In this excerpt, patient Claudine Griggs arrives in Trinidad to prepare for gender confirmation surgery under Dr. Stanley Biber, whose practice in the southern Colorado town became a crossroads for thousands.
Chapter 5: The Elevator
Five days before her thirty-eighth birthday, Claudine Griggs and Carolyn, her companion and lover at the time, entered the side entrance to Trinidad’s First National Bank building. Griggs was nervous, terrified actually, as she boarded the narrow, rattletrap elevator to Biber’s private office for her 9:30 a.m. evaluation appointment. She didn’t notice that the renaissance revival building’s imposing sandstone facade along East Main and South Commercial streets is little more than that—a facade. While those edifices convey the sober seriousness of a key financial anchor for the community, the other two sides of the structure, the back and the east-facing wall, are ordinary painted brick.
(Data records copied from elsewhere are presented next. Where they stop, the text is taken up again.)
PR #118, opened 2017-08-15
Configure texture usage for Swap Chains

austinEng:
Right now configuring initial / allowed usage only affects the D3D12 binding. Not sure if anything needs to change for Metal.

### DIFF
--- a/examples/Animometer.cpp
+++ b/examples/Animometer.cpp
@@ -49,7 +49,7 @@ void init() {
 
     queue = device.CreateQueueBuilder().GetResult();
     swapchain = GetSwapChain(device);
-    swapchain.Configure(nxt::TextureFormat::R8G8B8A8Unorm, nxt::TextureUsageBit::OutputAttachment | nxt::TextureUsageBit::Present, nxt::TextureUsageBit::OutputAttachment, 640, 480);
+    swapchain.Configure(nxt::TextureFormat::R8G8B8A8Unorm, nxt::TextureUsageBit::OutputAttachment, nxt::TextureUsageBit::OutputAttachment, 640, 480);
 
     nxt::ShaderModule vsModule = utils::CreateShaderModule(device, nxt::ShaderStage::Vertex, R"(
         #version 450
--- a/examples/Animometer.cpp
+++ b/examples/Animometer.cpp
@@ -49,7 +49,7 @@ void init() {
 
     queue = device.CreateQueueBuilder().GetResult();
     swapchain = GetSwapChain(device);
-    swapchain.Configure(nxt::TextureFormat::R8G8B8A8Unorm, 640, 480);
+    swapchain.Configure(nxt::TextureFormat::R8G8B8A8Unorm, nxt::TextureUsageBit::OutputAttachment | nxt::TextureUsageBit::Present, nxt::TextureUsageBit::OutputAttachment, 640, 480);
 
     nxt::ShaderModule vsModule = utils::CreateShaderModule(device, nxt::ShaderStage::Vertex, R"(
         #version 450
--- a/examples/glTFViewer/glTFViewer.cpp
+++ b/examples/glTFViewer/glTFViewer.cpp
@@ -464,7 +464,7 @@ namespace {
 
         queue = device.CreateQueueBuilder().GetResult();
         swapchain = GetSwapChain(device);
-        swapchain.Configure(nxt::TextureFormat::R8G8B8A8Unorm, 640, 480);
+        swapchain.Configure(nxt::TextureFormat::R8G8B8A8Unorm, nxt::TextureUsageBit::OutputAttachment | nxt::TextureUsageBit::Present, nxt::TextureUsageBit::OutputAttachment, 640, 480);
 
         renderpass = CreateDefaultRenderPass(device);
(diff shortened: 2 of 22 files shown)


examples/Animometer.cpp
```diff
@@ -49,7 +49,7 @@ void init() {
 
     queue = device.CreateQueueBuilder().GetResult();
     swapchain = GetSwapChain(device);
-    swapchain.Configure(nxt::TextureFormat::R8G8B8A8Unorm, 640, 480);
```
kainino0x: Would it make sense to make the `Present` usage here implicit? It seems like it's going to be required no matter what.

kainino0x: er, not here, but in the new version.

austinEng: Seems fine to me

Kangz: +1

examples/glTFViewer/glTFViewer.cpp
```diff
@@ -464,7 +464,7 @@ namespace {
 
         queue = device.CreateQueueBuilder().GetResult();
         swapchain = GetSwapChain(device);
-        swapchain.Configure(nxt::TextureFormat::R8G8B8A8Unorm, 640, 480);
+        swapchain.Configure(nxt::TextureFormat::R8G8B8A8Unorm, nxt::TextureUsageBit::OutputAttachment | nxt::TextureUsageBit::Present, nxt::TextureUsageBit::OutputAttachment, 640, 480);
```
Kangz: Stray present usage bit here.

src/backend/SwapChain.cpp
```diff
@@ -34,17 +34,23 @@ namespace backend {
         return device;
     }
 
-    void SwapChainBase::Configure(nxt::TextureFormat format, uint32_t width, uint32_t height) {
+    void SwapChainBase::Configure(nxt::TextureFormat format, nxt::TextureUsageBit allowedUsage, nxt::TextureUsageBit initialUsage, uint32_t width, uint32_t height) {
         if (width == 0 || height == 0) {
             device->HandleError("Swap chain cannot be configured to zero size");
             return;
         }
+        if ((initialUsage & allowedUsage) == nxt::TextureUsageBit::None) {
```
Kangz: this should be (initialUsage & allowedUsage) != initialUsage

src/backend/SwapChain.cpp
```diff
@@ -59,8 +65,8 @@ namespace backend {
         builder->SetExtent(width, height, 1);
         builder->SetFormat(format);
         builder->SetMipLevels(1);
-        builder->SetAllowedUsage(nxt::TextureUsageBit::OutputAttachment | nxt::TextureUsageBit::Present);
-        builder->SetInitialUsage(nxt::TextureUsageBit::OutputAttachment);
+        builder->SetAllowedUsage(allowedUsage);
```
Kangz: allowedUsage | nxt::TextureUsageBit::Present

next.json
```diff
@@ -1050,6 +1050,8 @@
                 "name": "configure",
                 "args": [
                     {"name": "format", "type": "texture format"},
+                    {"name": "allowedUsage", "type": "texture usage bit"},
+                    {"name": "initialUsage", "type": "texture usage bit"},
```
Kangz: @kainino0x: didn't we say that when the next texture is provided it should be in the None usage so we force a transition? This would remove the need for initialUsage.

src/backend/SwapChain.cpp
kainino0x: I think it should check that initialUsage has exactly one bit, making it:

Then this check becomes `if (!(HasZeroOrOneBits(initialUsage) && (initialUsage & allowedUsage)))` or something like that.

src/backend/SwapChain.cpp
kainino0x: This is already done in `this->allowedUsage =` above

next.json
kainino0x: We don't force an explicit transition, but we ended up making the transition implicit in `BeginRenderSubpass`. So we don't need `SwapChainBuilder::SetInitialUsage` for renderpass attachments, but it could be convenient for blits? Not a big deal either way.

austinEng: Does this guarantee the usage bit at the start of the subpass? I remember still needing to include an explicit transition.

Kangz:
Actually, now that I think of it, should we only allow pure write formats for swapchain textures so the application cannot see garbage? Or should we allow any format but have an implicit clear?

src/backend/SwapChain.cpp
Kangz: If we allow read usages, it would be ok to have ```initialUsage = nxt::TextureUsageBit::TransferSrc | nxt::TextureUsageBit::Sampled```

src/backend/SwapChain.cpp
Kangz: thanks

austinEng:
Well, if we want to avoid seeing garbage we'll have to do a clear. Present is still a read format so if the application does absolutely nothing, you'll see garbage unless you clear.

kainino0x:
Closing this and pushing it to a new PR; see #123

Kangz:
Thanks for picking this up!

PR #119, opened 2017-08-17
Validate 256-byte alignment on buffer view offset for bind groups

austinEng:


src/common/Math.h
```diff
@@ -23,8 +23,9 @@ uint32_t ScanForward(uint32_t bits);
 uint32_t Log2(uint32_t value);
 bool IsPowerOfTwo(size_t n);
 
-bool IsAligned(const void* ptr, size_t alignment);
+bool IsAlignedPtr(const void* ptr, size_t alignment);
```
Kangz: nit: IsPtrAligned?

PR #121, opened 2017-08-18
Add push constant tests

Kangz:
Also adds a bunch of fixes for push constants (and others) on OpenGL and Metal.


src/tests/end2end/PushConstantTests.cpp
```diff
@@ -0,0 +1,459 @@
...
+        .GetResult();
+
+    queue.Submit(1, &commands);
+
+    EXPECT_BUFFER_U32_EQ(1, binding1.resultBuffer, 0);
+    EXPECT_BUFFER_U32_EQ(1, binding2.resultBuffer, 0);
+}
+
+// Try setting all push constants
+TEST_P(PushConstantTest, SetAllConstantsToNoneZero) {
```
kainino0x: `NonZero`*?

src/tests/end2end/PushConstantTests.cpp
```diff
@@ -0,0 +1,459 @@
...
+    PushConstantSpec spec;
+    std::array<uint32_t, kMaxPushConstants> values;
+    for (uint32_t i = 0; i < kMaxPushConstants; ++i) {
+        spec.push_back({Int, static_cast<int>(i)});
```
kainino0x: First one is zero, maybe `(i + 1)` if you want to avoid that?

src/tests/end2end/PushConstantTests.cpp
Kangz: Done

src/tests/end2end/PushConstantTests.cpp
Kangz: Done

Kangz:
Thanks for the review!

PR #123, opened 2017-08-29
Configure texture usage for Swap Chains

kainino0x:
Resurrection of #118

### DIFF
--- a/src/utils/D3D12Binding.cpp
+++ b/src/utils/D3D12Binding.cpp
@@ -77,6 +77,41 @@ namespace utils {
 
             return factory;
         }
+
+        DXGI_USAGE D3D12SwapChainBufferUsage(nxtTextureUsageBit allowedUsages) {
+            DXGI_USAGE usage = DXGI_CPU_ACCESS_NONE;
+            if (allowedUsages & NXT_TEXTURE_USAGE_BIT_SAMPLED) {
+                usage |= DXGI_USAGE_SHADER_INPUT;
+            }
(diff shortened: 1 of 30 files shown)


kainino0x:
I'll add the last few comments from the original review soon and send this for review.

Not sure how to fix the CLA issue. I guess the easiest is to either `--reset-author` or admin-force-merge.

Kangz:
I'd rather not admin-force merge, Austin's contribution was done while at Google so we can reset-author without issues.

kainino0x:
Answering remaining questions on the original PR.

From one angle, the building looks like a First National Bank building should, with its gracefully arched front entrance, modern windows, and blocky stone. From another, the flecking paint, window air conditioners, and zig-zagging grey metal fire escape say nothing so much as “New York tenement.” The building where Biber chose to locate his private office—the epicenter of Trinidad’s downtown for nearly a century and a half, starting with serving pioneers along the Santa Fe Trail in 1875—itself has some identity issues.
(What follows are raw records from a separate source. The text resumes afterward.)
PR #642, opened 2019-12-19
Close all applications after testing

lrennels:


lrennels:
@ckingdon95 @davidanthoff HOORAY closing Electron worked!  We can add more doctests later but I think for now we should merge this even though I sort of limited the use of doctests.

PR #648, opened 2020-01-25
Patch v0.9.4 bug in add_connector_comps!

lrennels:
This branch is off of v0.9.4 and patches the bug in the `add_connector_comps` function.  It should not be merged but can be used while we do redesign work around components with different lengths.

### DIFF
--- a/src/core/connections.jl
+++ b/src/core/connections.jl
@@ -465,7 +465,9 @@ end
 
 
 function add_connector_comps(md::ModelDef)
-     conns = md.internal_param_conns        # we modify this, so we don't use functional API
+    conns = md.internal_param_conns        # we modify this, so we don't use functional API
+
+    i = 1 # counter to track the number of connector comps added 
 
     for comp_def in compdefs(md)
         comp_name = name(comp_def)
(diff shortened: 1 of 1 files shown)


ckingdon95:
@lrennels great! just ran this with Frank's code and it works! it feels a little tenuous, because the numbered names (:ConnectorComp1, :ConnectorComp2) get used again in the build function, inside of a loop over the `md.backup` values, which assumes that the values are in the same order as the original naming of the connectorcomps:
https://github.com/mimiframework/Mimi.jl/blob/798275f2c5edec09368d74d8a68459e82b5fd101/src/core/build.jl#L136-L144
which, for now, works, because the "backups" get added in the same order that the original numbering of the names happens, but just something for us to keep in mind that could cause a bug later if any of the ordering changes!

ckingdon95:
So I guess the question now is if we should just tell Frank to use this branch, `conncomps`, which branches off of v0.9.4, or if we want to make it an official version, v0.9.5, since Frank is going to be using it as a version for a paper. Either way it would still be publically available and everything. @davidanthoff which do you prefer?

davidanthoff:
I think we should do a v0.9.5. I can then also update some of the bounds on some of the packages that are being used, which would help a lot with package resolution. I'll prep the release will merge this here into that branch.

lrennels:
I can't seem to get the PR to request a merge into `v0.9.4` instead of `master` ... but that's what we want!

PR #654, opened 2020-02-11
Fix parameter type bug for non-time arrays

ckingdon95:
@jrising found this bug, more info on this forum post:
https://forum.mimiframework.org/t/array-parameter-setting-fails-with-int64-parameter-type/113

I added a line to the test file which now passes, but represents what previously would have errored.

### DIFF
--- a/src/core/connections.jl
+++ b/src/core/connections.jl
@@ -463,12 +463,6 @@ Add an array type parameter `name` with value `value` and `dims` dimensions to t
 """
 function set_external_array_param!(obj::AbstractCompositeComponentDef,
                                    name::Symbol, value::AbstractArray, dims)
-    numtype = Union{Missing, number_type(obj)}
-
-    if !(typeof(value) <: Array{numtype} || (value isa AbstractArray && eltype(value) <: numtype))
-        # Need to force a conversion (simple convert may alias in v0.6)
-        value = Array{numtype}(value)
-    end
     param = ArrayModelParameter(value, dims === nothing ? Vector{Symbol}() : dims)
     set_external_param!(obj, name, param)
 end
--- a/test/test_parametertypes.jl
+++ b/test/test_parametertypes.jl
@@ -51,6 +51,7 @@ eval(expr)  # Just a deprecation warning for v0.10, then will change to error in
     f = Parameter{Array{Float64, 2}}()
     g = Parameter{Int}(default=10.0)    # value should be Int despite Float64 default
     h = Parameter(default=10)           # should be "numtype", despite Int default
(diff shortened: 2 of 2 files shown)


jrising:
How does this work, if we do want to use autodifferentiation? Do things break if you set the model
`number_type` to `Number`?

The previous functionality (which admittedly was not considering all the cases) was that you could still set the parameters on a model as normal `Float64` arrays, and then they would be converted internally. That's useful for models that don't always want to be run in "autodiff" mode, and don't want to duplicate all of their parameters setting code to manually convert to Number. (At least, that's my recollection of the problems that emerged.)

ckingdon95:
@jrising if the autodiff functionality that you are describing was something that was previously working for arrays that have a time dimension, then it should still work. The arrays of values still get converted to the model's default number type in the outer function call (before the function `set_external_array_param!` that I've modified here is invoked). `set_external_array_param!` is called by `connect_param!` which is called by the original `set_param!`. It's in the `set_param!` function that the array of values provided by the user gets converted to the model's default number type, unless their is a type specified for that specific parameter (like `x::Int64=Parameter()`, in which case the values will stay as `Int`'s). What I've fixed here was just a bug where only for non-time arrays, the `set_external_array_param!` function was unnecessarily converting all values to the model's default type again (even though they had been converted in the outer `set_param!` function), but it was also doing so even in the case where the user had specified a parameter-specific type (this was the bug).

Not sure if that fully answers your question though, let me know if you still think there might be a problem for specifically using "Number" as the default type!

Another thing, if you want to test it out, please don't use this branch, but try it on the `param-type-0.9.6` branch. (This PR's branch is off of master, which has other breaking changes that you don't want yet, but the `param-type-0.9.6` branch will only include this fix for you to use)

ckingdon95:
here's an example with the number type set to "Number" that seems to still work:
```julia
using Mimi

@defcomp bar begin
    x::Int64 = Parameter(index=[regions])
    y = Parameter(index=[regions])
    z = Parameter(index=[time])
end

m = Model(Number)
set_dimension!(m, :time, 3)
set_dimension!(m, :regions, [:a, :b])
add_comp!(m, bar)
set_param!(m, :bar, :x, [1,2])
set_param!(m, :bar, :y, [1,2])    # even though y and z are provided as Int's, they will be converted to Number
set_param!(m, :bar, :z, [1,2,3])
run(m)
m[:bar,:x]    # returns an Array{Int64, 1}
m[:bar,:y]    # returns an Array{Number, 1}
m[:bar,:z]    # returns an Array{Number, 1}
```

jrising:
Thanks for testing this! Looks like it should work smoothly.

PR #665, opened 2020-02-28
Set param update

lrennels:
@ckingdon95 and @lrennels to fix the doctests, including adding `mim-next` branches to FUND and DICE2010, and any other tutorial changes we need.


Project.toml
```diff
@@ -37,7 +37,7 @@ VegaLite = "112f6efa-9a02-5b7d-90c0-432ed331239a"
 
 [compat]
 CSVFiles = "0.16, 1.0"
-Classes = "0.1"
+Classes = "1.1.0"
```
davidanthoff:
```suggestion
Classes = "1.2.0"
```

ckingdon95:
> Line 671: Is there a need to treat `count == 1` as and special case? Won't the loop will handle this? The only diff is `param_name` vs `nameof(param_ref)`, which I'm not sure are different.

For some reason, yes there are cases in some of the tests where these are different. I was just explaining to Lisa (but maybe should have said it in the general slack channel) that this fix only appears to work for flat models and not all composite models. It does work for some of the composites in the tests files though. I think it has to do with if the parameters have different names. This is definitely not a full/clean implementation though.

rjplevin:
I'm surprised it works since`connect_param!()` disconnects prior connections to the same external parameter name.

ckingdon95:
> I'm surprised it works since`connect_param!()` disconnects prior connections to the same external parameter name.

I think it only disconnects parameters for that component, not for all things bound to that external parameter. For example, the following works now (and works in the `mimi-next` branches on FUND and DICE2010):
```julia
@defcomp A begin
    p1 = Parameter()
end

@defcomp B begin
    p1 = Parameter()
end

m = Model()
set_dimension!(m, :time, 10)
add_comp!(m, A)
add_comp!(m, B)
set_param!(m, :p1, 5)

run(m)
m[:A, :p1] == m[:B, :p1] == 5
```

rjplevin:
Great -- maybe it's simpler than I expected!

lrennels:
Looks like we're failing a test in `test_timesteparrays.jl` where we fail to throw an exception.  Logging it here to look into.
```

@defcomp foo begin
    par = Parameter(index=[time])
    var = Variable(index=[time])
        if is_last(t)
            v.var[t] = 0
        else
            v.var[t] = p.par[t+1]   # This is where the error will be thrown, if connected to an internal variable that has not yet been computed.
        end
    end
end

years = 2000:2010

m = Model()
set_dimension!(m, :time, years)
add_comp!(m, foo, :first)
add_comp!(m, foo, :second)
connect_param!(m, :second => :par, :first => :var)
set_param!(m, :first, :par, 1:length(years))

@test_throws MissingException run(m)
```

By then, Griggs had the hardened psychological armor of a lifelong transsexual. She’d mistrusted doctors since her earliest attempts to find a capable and compassionate surgeon, and stepping into the elevator was the biggest and scariest step she would ever take. Amplifying the anxiety of the moment was her general mistrust of men, for reasons stemming from a brutal experience when she was twenty-one years old. She recounts the incident without tears—not detached exactly, but in a tone from which the anger and bitterness seems to have been leached. What’s left of the story more than four decades later is like a river rock, smoothed by time and without hard edges.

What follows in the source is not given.